ValueError('Floating-point under-/overflow occurred at epoch #3. Scaling input data with StandardScaler or MinMaxScaler might help.',)
{u'alpha': 0.001,
 u'class_weight': None,
 u'eta0': 0.1,
 u'fit_intercept': 0.0,
 u'l1_ratio': 0.5,
 u'learning_rate': 'optimal',
 u'loss': 'squared_hinge',
 u'n_iter': 25.0,
 u'penalty': 'elasticnet',
 u'shuffle': True}

ValueError('Floating-point under-/overflow occurred at epoch #3. Scaling input data with StandardScaler or MinMaxScaler might help.',)
{u'alpha': 0.001,
 u'class_weight': None,
 u'eta0': 0.001,
 u'fit_intercept': 0.0,
 u'l1_ratio': 0.5,
 u'learning_rate': 'optimal',
 u'loss': 'squared_hinge',
 u'n_iter': 100.0,
 u'penalty': 'l2',
 u'shuffle': True}

worldveil · 2014-04-07T03:11:17Z

MinMaxScaler on the (0,1) range does help, but not always:

from sklearn.linear_model import SGDClassifier
from sklearn.datasets import load_iris
from sklearn import cross_validation
from sklearn.pipeline import Pipeline
from sklearn.preprocessing import StandardScaler, MinMaxScaler

iris = load_iris()

hyperparameter_choices = [ 

    # some examples, by no means exhausive
    {u'loss': 'modified_huber', u'shuffle': True, u'n_iter': 25.0, 
    u'l1_ratio': 0.5, u'learning_rate': 'constant', u'fit_intercept': 0.0, 
    u'penalty': 'l2', u'alpha': 1000.0, u'eta0': 0.1, u'class_weight': None},

    {u'loss': 'squared_hinge', u'shuffle': True, u'n_iter': 25.0, u'l1_ratio': 0.5, 
    u'learning_rate': 'optimal', u'fit_intercept': 0.0, u'penalty': 'elasticnet', 
    u'alpha': 0.001, u'eta0': 0.1, u'class_weight': None},

    {u'loss': 'squared_hinge', u'shuffle': True, u'n_iter': 100.0, u'l1_ratio': 0.5, 
    u'learning_rate': 'optimal', u'fit_intercept': 0.0, u'penalty': 'l2', u'alpha': 0.001, 
    u'eta0': 0.001, u'class_weight': None}
]

print "\nWith Standard scaling..."
for params in hyperparameter_choices:
    try:
        pipeline = Pipeline([
            ("standard_scaler", StandardScaler()),
            ("sgd", SGDClassifier(**params))
        ])
        scores = cross_validation.cross_val_score(pipeline, iris.data, iris.target, cv=5)
    except ValueError as ve:
        print "ValueError: %s" % ve

print "\nWith MinMax scaling..."     
for params in hyperparameter_choices:
    try:
        pipeline = Pipeline([
            ("minmax_scaler", MinMaxScaler()),
            ("sgd", SGDClassifier(**params))
        ])
        scores = cross_validation.cross_val_score(pipeline, iris.data, iris.target, cv=5)
        print "Success with: %s" % params
    except ValueError as ve:
        print "ValueError: %s" % ve

larsmans · 2014-05-10T14:13:24Z

I just did some testing with this example and I think the parameters are just not good.
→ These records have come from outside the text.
PR #8, opened 2022-08-24
Bump jax and jaxlib versions

jobrachem:
Closes https://github.com/liesel-devs/liesel-internal/issues/154

### DIFF
--- a/setup.cfg
+++ b/setup.cfg
@@ -19,8 +19,8 @@ python_requires = >=3.10
 install_requires =
     arviz>=0.11
     blackjax>=0.8.2,<0.9
-    jax==0.3.13
-    jaxlib==0.3.10
+    jax==0.3.16
+    jaxlib==0.3.15
     jaxopt>=0.4,<0.5
     matplotlib>=3.5
     networkx>=2.6


jobrachem:
Hey @hriebl, I think this is ready for review. The tests seem to pass just fine.

jobrachem:
Converted this back to a draft, because the version bump messes up our logging.

1. The `"absl"` logger spams the output with all kinds of messages, starting form `DEBUG` level. This can be avoided by explicitly setting its level to a higher level.
2. Liesel's own logging messages are duplicated, apparently by another StreamHandler with the default format. Example:

```
INFO:liesel.goose.engine:Starting epoch: FAST_ADAPTATION, 75 transitions, 25 jitted together
INFO - Starting epoch: FAST_ADAPTATION, 75 transitions, 25 jitted together
```

This is the same message, printed twice with the same format.

jobrachem:
As it turns out, this issue was caused by the fact that I was using `tfd.Normal(0, 1)` as a default argument value in my CTM code, causing some code executing during the import of `liesel_ctm`. 

I do not see any more issues with bumping the jax and jaxlib versions. @hriebl, this PR is ready I think :)

PR #12, opened 2022-09-15
Provide basic docstring decorator; update goose docstrings

jobrachem:
A basic docstring decorator that only directly reuses docstrings. A more sophisticated version may follow at a later point.

Can be tested and used as follows:

```python
from liesel.docs import usedocs

class ParentClass:
    '''Parentclass documentation'''

    def parent_method(self):
        '''Method documentation.'''

@usedocs(ParentClass)
class InheritingClass:

    @usedocs(ParentClass.parent_method)
    def parent_method(self):
        pass


print(InheritingClass.__doc__)
print(InheritingClass.parent_method.__doc__)
```


liesel/docs.py
```diff
@@ -0,0 +1,36 @@
+from functools import wraps
+
+
+def usedocs(of: object):
+    """
+    Replaces the docstring of the decorated object with the docstring of the specified
+    object.
+
+    In classes, methods need to be decorated individually. Attribute docstrings are not
+    covered by this decorator.
```
hriebl, line 10: Would it make sense to add a decorator that fills all empty method docstrings of a class with the method docstrings from another class? Maybe that would be useful for the kernel protocols and implementations?

liesel/docs.py
```diff
@@ -0,0 +1,36 @@
...
+
+    Usage example::
+
+        class ParentClass:
+            '''Parentclass documentation'''
```
hriebl, line 15:
```suggestion
            '''Parent class documentation.'''
```

liesel/docs.py
```diff
@@ -0,0 +1,36 @@
...
+
+        @usedocs(ParentClass)
+        class InheritingClass:
+
+            @usedocs(ParentClass.parent_method)
+            def parent_method(self):
+                pass
+    """
+
+    def _use_docs(obj):
```
hriebl, line 28:
```suggestion
    def _usedocs(obj):
```

For consistency?

hriebl (approved):
Just a few minor comments. If you would like to keep things as they are, I'm also fine and ready to merge this.

jobrachem:
@hriebl The decorator is now, as I call it, greedy by default. That means, it will also try to copy method and property docstrings. This can be turned off by using the argument `greedy=False`.

Also, the decorator will never overwrite existing docstrings.

jobrachem:
@GianmarcoCallegher  I converted back to a draft. I'll message you probably tomorrow when the review can actually start.

wiep:
@GianmarcoCallegher, please review and merge (with a squash).

hriebl:
I made a few cosmetic changes. IMO this is ready to be merged.

PR #15, opened 2022-10-23
Make Sphinx respect the module __all__ attribute

hriebl:
See [the Sphinx docs](https://www.sphinx-doc.org/en/master/usage/extensions/autosummary.html#confval-autosummary_ignore_module_a) and sphinx-doc/sphinx#9831. Please review, @jobrachem! :eyes:

### DIFF
--- a/docs/source/conf.py
+++ b/docs/source/conf.py
@@ -123,6 +123,9 @@ autosummary_filename_map = {
     "liesel.goose.summary_m.Summary": "liesel.goose.summary_m.summary-class",
 }
 
+# Only document module members that are listed in __all__ (if defined).
+autosummary_ignore_module_all = False
+
 # Remove auto-generated API docs from the sidebar. They take too long to build.
 remove_from_toctrees = [
     "generated/liesel.liesel.*.*.*.rst",


jobrachem:
Looks sensible to me. This is a nice additional way for us to control which objects we want to have documented. The docs build without problems on my machine.

wiep:
isn't the more pythonic way to make them private with an `_` prefix?

jobrachem:
You have a point there, of course. The `__all__` attribute mainly solves an issue arising with wildcard imports ([docs](https://docs.python.org/3/tutorial/modules.html#importing-from-a-package)). It is also referred to as "an explicit index of the package". If we use it as the explicit definition of the public API, we get three sorts of objects: 1) Explicitly public, 2) Neither explicitly public, nor explicitly private, 3) explicitly private. I am not sure about what exactly would go into the second category, and that of course may be a problem. But it could also be empty, and then we just have an explicit list of all public objects of the class, which may be nice to have.

I guess it comes down to our judgment of whether we want `__all__` to be a place where we explicitly define our public API. From the library code that I saw so far, I inferred that this was the case, but I guess I was mistaken there. Would you like to discuss this more thoroughly on thursday @wiep?

wiep:
I don't necessarily believe that we should make everything `_` aka private if we want to avoid documentation. I would usually say, that one wants to use reexports to define an public api. The public docu considers only those modules while the private/internal documentation considers all modules.

Maybe using `__all__` is a good intermediate approach or alternative approach. 

Can sphinx handle two different entry point to create public and internal documentation?

jobrachem:
> I don't necessarily believe that we should make everything `_` aka private if we want to avoid documentation. I would usually say, that one wants to use reexports to define an public api. The public docu considers only those modules while the private/internal documentation considers all modules.
>
> Maybe using `__all__` is a good intermediate approach or alternative approach.

I think using the `__all__` attribute is actually the best way to make sphinx document only the right classes. Objects imported in the `__init__.py` (= reexported I think) and members listed in `__all__` are actually the same in liesel – and the pre-commit will fail an object is imported in the `__init__.py` and not listed in `__all__` – at least if the object is not used in another way in the init.

> Can sphinx handle two different entry point to create public and internal documentation?

My first guess is that I do not think it does.

wiep:
One can also re-export in non-init modules to have an hierarchical api. Anyway, if `__all__` is the most common way to define an public interface, i'm fine with using it.

> > Can sphinx handle two different entry point to create public and internal documentation?
> 
> My first guess is that I do not think it does.

maybe in two different folders, `/docs`, `/docs-internal` in which different templates are used.

jobrachem:
>One can also re-export in non-init modules to have an hierarchical api. Anyway, if __all__ is the most common way to define an public interface, i'm fine with using it.

I see 👍 Cool. I'm not sure if it is the most common one - but it seems quite legit to me. Sphinx even thinks about making the reliance on `__all__` the default. But if we notice any problems with this, thankfully it is easy to change :)

> maybe in two different folders, `/docs`, `/docs-internal` in which different templates are used.

That would surely be a possibility. But that would mean having two separate documentations. I would be quite reluctant to set up such a system. Maybe it makes sense to talk in person about this

wiep:
i don't think that we really need it. our codebase of private functions/classes is rather small.

PR #16, opened 2022-10-25
Update versions of pre-commit-hooks

wiep:
the main change -- and the reason why so many files have been modified -- is that the new version of `isort` replaces a lot of imports from `typing` with imports from `collections.abc` (see https://github.com/asottile/pyupgrade/issues/558). Importing from `typing` is supposedly deprecated since 3.9.


hriebl (approved):
Some housekeeping, great, thank you!

PR #19, opened 2022-12-14
updates PyMC requirement

wiep:
Set's pymc requirement to >= 5.0.0.

Also, fixes code to configure pymc's/pytensor's default float type to follow PyMC's change of the dependency from aesera to pytensor which is a fork of aesera.


wiep:
@hriebl, this PR bumps the jax, laxlib requirements to 0.4.1.

jobrachem:
I think it would be nice to make a minor release quite soon, once this PR is merged. Otherwise, the liesel installation from pypi is broken.

hriebl:
@jobrachem, why is it currently broken?

hriebl:
Hmm, I don't seem to get any import errors on my system.

The fact that the tests fail for 9ea3700ae5e3bf6fdf907654c522c213b5c4db3f seems to be unrelated to this specific commit or PR. It might have something to do with the new NumPy release 1.24 (`pip install numpy==1.23.5` partially solves the problem) and the fact that `Summary.to_dataframe()` returns columns of dtype object in some circumstances. I haven't been able to figure out more, though.

Could any of you investigate this further?

jobrachem:
> There's an import error because of (I think) the new Jax version that gets installed alongside Liesel in a fresh venv. Will test this again and post the full error message in the morning, am currently only on the phone.

I cannot reproduce the issue that I had yesterday in a fresh virtualenv today. Yesterday, I was on an *existing* virtualenv and my steps, as I recall them, were 

1. `pip uninstall liesel`, 
2. `pip install liesel`, 
3. Try to `import liesel.model as lsl` and `import liesel.goose as gs`
4. Observe importerror.
5. Downgrade jax and jaxlib to the latest `0.3.x` versions.
6. Try again, now it works.

But since I cannot reproduce the issue today, I can only conclude that my message was premature.

jobrachem:
> The fact that the tests fail for [9ea3700](https://github.com/liesel-devs/liesel/commit/9ea3700ae5e3bf6fdf907654c522c213b5c4db3f) seems to be unrelated to this specific commit or PR. It might have something to do with the new NumPy release 1.24 (`pip install numpy==1.23.5` partially solves the problem) and the fact that `Summary.to_dataframe()` returns columns of dtype object in some circumstances. I haven't been able to figure out more, though.
> 
> Could any of you investigate this further?

This is indeed the same error as the one we had in https://github.com/liesel-devs/liesel-internal/issues/200#issuecomment-1358816001. I cannot pin down the issue so far though. The data types in the plot_df columns don't look too suspicious to me:

```
plot_df.info()
<class 'pandas.core.frame.DataFrame'>
RangeIndex: 30000 entries, 0 to 29999
Data columns (total 6 columns):
 #   Column       Non-Null Count  Dtype   
---  ------       --------------  -----   
 0   param        30000 non-null  object  
 1   param_index  30000 non-null  int64   
 2   chain_index  30000 non-null  category
 3   iteration    30000 non-null  int64   
 4   value        30000 non-null  float32 
 5   param_label  30000 non-null  object  
dtypes: category(1), float32(1), int64(2), object(2)
memory usage: 1.1+ MB
```

hriebl:
Thank you for pointing me to that issue! I had missed it while in Florence.

hriebl:
I think I found the reason for the failing tests on this PR:

- https://github.com/mwaskom/seaborn/issues/3192
- https://github.com/numpy/numpy/issues/22826

hriebl:
I followed https://github.com/mwaskom/seaborn/pull/3194 and marked NumPy 1.24.0 as incompatible in this PR.

hriebl (approved):
Now that the tests are working, I'm happy with this PR. Should we go ahead and merge?

PR #23, opened 2023-02-08
Remove sets, make dist_reg_mcmc() deterministic, closes #20

### LINKED ISSUE #20: The order of the MCMC kernels from dist_reg_mcmc() is non-deterministic
The order of the MCMC kernels from `dist_reg_mcmc()` is non-deterministic, which makes it impossible to generate reproducible MCMC chains with this function. For the tests and the tutorials, it would be great to have reproducible MCMC chains.

The non-deterministic behavior comes from [this loop](https://github.com/liesel-devs/liesel/blob/v0.2.1/liesel/model/distreg.py#L307), and originally from the fact that the `DistRegBuilder` and the `GraphBuilder` use [sets to manage their nodes and variables](https://github.com/liesel-devs/liesel/blob/v0.2.1/liesel/model/model.py#L111-L115).

The easy solution would be to sort the groups in the `dist_reg_mcmc()` function by the name of one of the contained nodes or variables. If we want to solve the problem more fundamentally, we could also investigate how to make the `GraphBuilder` deterministic as a whole.

hriebl:
See title and #20.


liesel/model/model.py
```diff
@@ -235,12 +235,12 @@ def add(self, *args: Node | Var | GraphBuilder) -> GraphBuilder:
...
             elif isinstance(arg, Var):
-                self.vars.add(arg)
+                self.vars.append(arg)
             elif isinstance(arg, GraphBuilder):
-                self.nodes.update(arg.nodes)
-                self.vars.update(arg.vars)
+                self.nodes.extend(arg.nodes)
+                self.vars.extend(arg.vars)
             else:
                 raise RuntimeError(f"Cannot add {type(arg).__name__} to graph builder")
```
wiep, line 245: The set has no duplicates but the list could hold the same node twice. Do we assume unique elements somewhere else in the code so that we should check for that here?

wiep (commented):
See comment.

liesel/model/model.py
hriebl: Uniqueness is ensured [in the `_all_nodes_and_vars()` method](https://github.com/liesel-devs/liesel/blob/deterministic-distreg-mcmc/liesel/model/model.py#L176-L178), which is used for all relevant operations (at least, I hope so)...

wiep: i'm not sure if the function does it. consider two different nodes which have the same input node, the input node will be twice in the node list.

see line 198f.
> nodes.extend(node.all_input_nodes())

hriebl: It does. We are filling the `all_nodes` list here, `nodes` is only the list we're iterating over:

``` python
while nodes:
    node = nodes.pop()

    if node in all_nodes:
        continue

    nodes.extend(node.all_input_nodes())
    all_nodes.append(node)
```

With too high a learning rate, gradient descent will overshoot its target; that's an inherent risk with this algorithm. Scaling with StandardScaler and using the optimal learning rate fixes the first problem.

What remains are the other two. Here, the squared hinge loss goes off into infinity and its dloss becomes huge; so do the updates. Regularizing more or using the vanilla hinge loss solve this issue.

ogrisel · 2014-11-24T13:59:07Z

I think many SGD practitioners from the deep learning community clip the gradient norms (or the norm of the weights) to e.g. [-100, 100] to avoid such numerical stability issues in practice. That might be worth trying.

pprett · 2014-11-24T14:22:55Z

true -- we should experiment with this -- its a major annoyance during grid
search

2014-11-24 14:59 GMT+01:00 Olivier Grisel [email protected]:

I think many SGD practitioners from the deep learning community clip the
gradient norms or coefficients to [-100, 100] to avoid such numerical
stability issues in practice. That might be worth trying.

—
Reply to this email directly or view it on GitHub
#3040 (comment)
.

Peter Prettenhofer

agramfort · 2014-11-24T14:24:54Z

we could add a param max_grad ? or clip_grad ?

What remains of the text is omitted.